O LORD, thou hast deceived me, and I was deceived: thou art stronger than I, and hast prevailed: I am in derision daily, every one mocketh me.

O Lord, thou hast deceived me, and I was deceived,.... What follows from hence to the end of the chapter is thought to have been said by the prophet, when in the stocks, or in prison, and shows mixture of grace and corruption in him; a struggle between flesh and spirit, and the force of a temptation under which he laboured, arising from difficulties and discouragements in his work; and he not only complains to God, but of him; that he had deceived him, when he first called him to be a prophet, by telling him that he should be set over nations and kingdoms, to pull them down, Jeremiah 1:10; which he understood of foreign nations, but now found his own people were meant, so Jerom; or in not immediately executing the threatenings he sent him with; as was the case of Jonah; or by giving him reason to expect honour and ease, whereas he met with nothing but disrespect and trouble; and that he should have divine protection and success against his opposers, Jeremiah 1:18; whereas he was now delivered into their hands, and used in the most reproachful manner; but be it so, this was all a mistake of the prophet, and no deception of God.

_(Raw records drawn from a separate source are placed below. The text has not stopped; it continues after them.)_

PR #291, opened 2023-04-28
Improve performance by for pid stats (cgroups1) re-using readuint

manugupt1:
cc @kolyshkin @dcantah 

I re-used the optimized readuint in cgroups to improve performance. This should not change the behavior for max as readuint returns 0 and when a file is not present; an error is still returned.

PTAL

Benchstat results:

```
➜  cgroups git:(main) ✗ benchstat old.txt new.txt
goos: linux
goarch: amd64
pkg: github.com/containerd/cgroups/v3/cgroup1
           │   old.txt   │              new.txt               │
           │   sec/op    │   sec/op     vs base               │
TestPids-8   19.32µ ± 4%   17.39µ ± 2%  -9.97% (p=0.000 n=10)

           │   old.txt   │              new.txt               │
           │    B/op     │    B/op     vs base                │
TestPids-8   1344.0 ± 0%   624.0 ± 0%  -53.57% (p=0.000 n=10)

           │  old.txt   │              new.txt               │
           │ allocs/op  │ allocs/op   vs base                │
TestPids-8   13.00 ± 0%   11.00 ± 0%  -15.38% (p=0.000 n=10)
➜  cgroups git:(main) ✗
```

### DIFF
--- a/cgroup1/pids.go
+++ b/cgroup1/pids.go
@@ -20,7 +20,6 @@ import (
 	"os"
 	"path/filepath"
 	"strconv"
-	"strings"
 
 	v1 "github.com/containerd/cgroups/v3/cgroup1/stats"
 	specs "github.com/opencontainers/runtime-spec/specs-go"
@@ -67,15 +66,9 @@ func (p *pidsController) Stat(path string, stats *v1.Metrics) error {
 	if err != nil {
 		return err
 	}
-	var max uint64
-	maxData, err := os.ReadFile(filepath.Join(p.Path(path), "pids.max"))
+	max, err := readUint(filepath.Join(p.Path(path), "pids.max"))
 	if err != nil {
 		return err
-	}
-	if maxS := strings.TrimSpace(string(maxData)); maxS != "max" {
-		if max, err = parseUint(maxS, 10, 64); err != nil {
-			return err
-		}
 	}
 	stats.Pids = &v1.PidsStat{
 		Current: current,
--- a/cgroup1/pids_test.go
+++ b/cgroup1/pids_test.go
@@ -186,3 +186,50 @@ func TestPidsOverflowMax(t *testing.T) {
 		t.Fatal("expected not nil err")
 	}
 }
+
+func BenchmarkTestPids(b *testing.B) {
+
+	mock, err := newMock(b)
+	if err != nil {
+		b.Fatal(err)
+	}
+	defer func() {
+		if err := mock.delete(); err != nil {
+			b.Errorf("failed delete: %v", err)
+		}
+	}()
+
+	pids := NewPids(mock.root)
+	if pids == nil {
+		b.Fatal("pids is nil")
+	}
+	resources := specs.LinuxResources{
+		Pids: &specs.LinuxPids{
+			Limit: 10,
+		},
+	}
+
+	err = pids.Create("test", &resources)
+	if err != nil {
+		b.Fatal(err)
+	}
+
+	current := filepath.Join(mock.root, "pids", "test", "pids.current")
+	if err = os.WriteFile(
+		current,
+		[]byte(strconv.Itoa(5)),
+		defaultFilePerm,
+	); err != nil {
+		b.Fatal(err)
+	}
+
+	b.ReportAllocs()
+
+	for i := 0; i < b.N; i++ {
+		metrics := v1.Metrics{}
+		err = pids.Stat("test", &metrics)
+		if err != nil {
+			b.Fatal(err)
+		}
+	}
+}
--- a/cgroup1/utils.go
+++ b/cgroup1/utils.go
@@ -18,6 +18,7 @@ package cgroup1
 
 import (
 	"bufio"
+	"bytes"
 	"fmt"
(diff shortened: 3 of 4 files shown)


cgroup1/utils.go
```diff
@@ -137,7 +137,7 @@ func readUint(path string) (uint64, error) {
 	}
 	defer f.Close()
 
-	b := make([]byte, 128) // Chose 128 as some files have leading/trailing whitespaces and alignment
+	b := make([]byte, 32) // Chose 32 as some files have leading/trailing whitespaces and alignment
```
dcantah, line 140: I'd just plop the comment on my old pr here. It seems for every cgroup file there's just a single line feed at the end and not trailing whitespace, and we expect to be able to be able to read a uint64 in 20 bytes etc.

cgroup1/pids_test.go
```diff
@@ -186,3 +186,47 @@ func TestPidsOverflowMax(t *testing.T) {
...
+		}
+	}()
+
+	pids := NewPids(mock.root)
+	if pids == nil {
+		b.Fatal("pids is nil")
+	}
+	resources := specs.LinuxResources{}
+	resources.Pids = &specs.LinuxPids{}
+	resources.Pids.Limit = int64(10)
```
dcantah, line 208:
```suggestion
	resources := specs.LinuxResources{
	    Pids: &specs.LinuxPids{
	         Limit: 10,
	    },
	}
	
```

cgroup1/pids.go
```diff
@@ -67,16 +66,10 @@ func (p *pidsController) Stat(path string, stats *v1.Metrics) error {
 	if err != nil {
 		return err
 	}
-	var max uint64
-	maxData, err := os.ReadFile(filepath.Join(p.Path(path), "pids.max"))
+	max, err := readUint(filepath.Join(p.Path(path), "pids.max"))
```
dcantah, line 69: Isn't the behavior different here? `readUint` should fail if "max" exists in the file as it only knows how to parse integers, so we'd bail on line 71. Whereas before we'd carry on to filling in the stats, granted the `max` variable will be left as 0 it seems if "max" was in pids.max, but point being this method would still succeed

manugupt1: Right; I changed readUint to return MaxUint64 now. The behavior is still different but it is consistent with cgroups2. I think this change should be fine now.

dcantah: Yea it is odd to me how we returned 0 here before.. would need to see if any users relied on this behavior with a github search maybe..

dcantah: (I think returning MaxUint64 makes sense)

manugupt1: I think it makes sense at least for v3; v1 is imported by so many packages that I am not confident.

1. https://pkg.go.dev/github.com/containerd/cgroups?tab=importedby
2. https://pkg.go.dev/github.com/containerd/cgroups/v3@v3.0.1?tab=importedby


Thinking of reverting back to 0 and adding a comment to say that we preserve it for backward compatibility.
What do you think?

dcantah: I'd err on the side of staying safe, so your reasoning seems sane and I agree (also sorry for the radio silence here 🫠)

dcantah: I suppose 0 could be interpreted as no limit, so that might've been the rationale

dcantah (approved):

cgroup1/pids.go
mmerkes: Zero wouldn't be a valid value anyway as zero, so that's a fair rationale.

cgroup1/utils.go
```diff
@@ -137,13 +138,19 @@ func readUint(path string) (uint64, error) {
 	}
 	defer f.Close()
 
-	b := make([]byte, 128) // Chose 128 as some files have leading/trailing whitespaces and alignment
+	// We should only need 20 bytes for the max uint64, but for a nice power of 2
+	// lets use 32.
```
mmerkes, line 142: Per the original comment, is it realistic that this might have leading/trailing whitespace? Seems unlikely, but anyone who does would start breaking if they had a lot of it.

Calvin takes it to be ironically spoken, expressing the sense of his enemies, who charging him with a deception, tacitly charged God with being the author of it. Others, to soften the expression, render the words, "if thou hast deceived me, I am deceived"; or, "thou hast deceived me if I am deceived" {y}. But it seems best of all to translate them, as they will hear it, "O Lord, thou hast persuaded me, and I was persuaded" {z}; so the word is used of God in Genesis 9:27; "God shall enlarge" or "persuade Japheth"; see also Hosea 2:14, where it is rendered allure; and then the sense is, thou hast persuaded me to take upon me the prophetical office against my will, and against remonstrances made by me; and I was persuaded by thy words and promises, and by thy spirit and grace, to enter upon it; to which sense the following words incline:

thou art stronger than I, and hast prevailed; so strong were the arguments, motives, and inducements the Lord made use of; so pressing his injunctions and commands; so forcible the constraints of his spirit; that the prophet was obliged to yield unto them, and was made willing in the day of his power to comply, though first it was sore against his will; but he could not withstand the divine call, and therefore might have hoped, since it was so manifest that he was sent of God, and did not run of himself, that he should have met with a better reception, and more success; but so it was not:

I am in derision daily, everyone mocketh me; he was the laughing stock of everyone of the people of Israel, from the highest to the lowest; princes, priests, and people, all derided him and his prophecies, and that continually, every day, and all the day long, and especially when he was in the stocks; though it was not only his person they mocked, but the word of the Lord by him, as appears from Jeremiah 20:8.


{y} tpaw hwhy yntytp "Domine si ego sim seductus, tu es qui me seduxit", Genevenses; "pellexisti me, quando pellectus sum", Junius & Tremellius; sic Syr. "tu decepisti me, si deceptus sim; quidam" in Gataker.
{z} "Persuasisti mihi, O Jehovah, et persuasus sum", Luther, Piscator, Schmidt.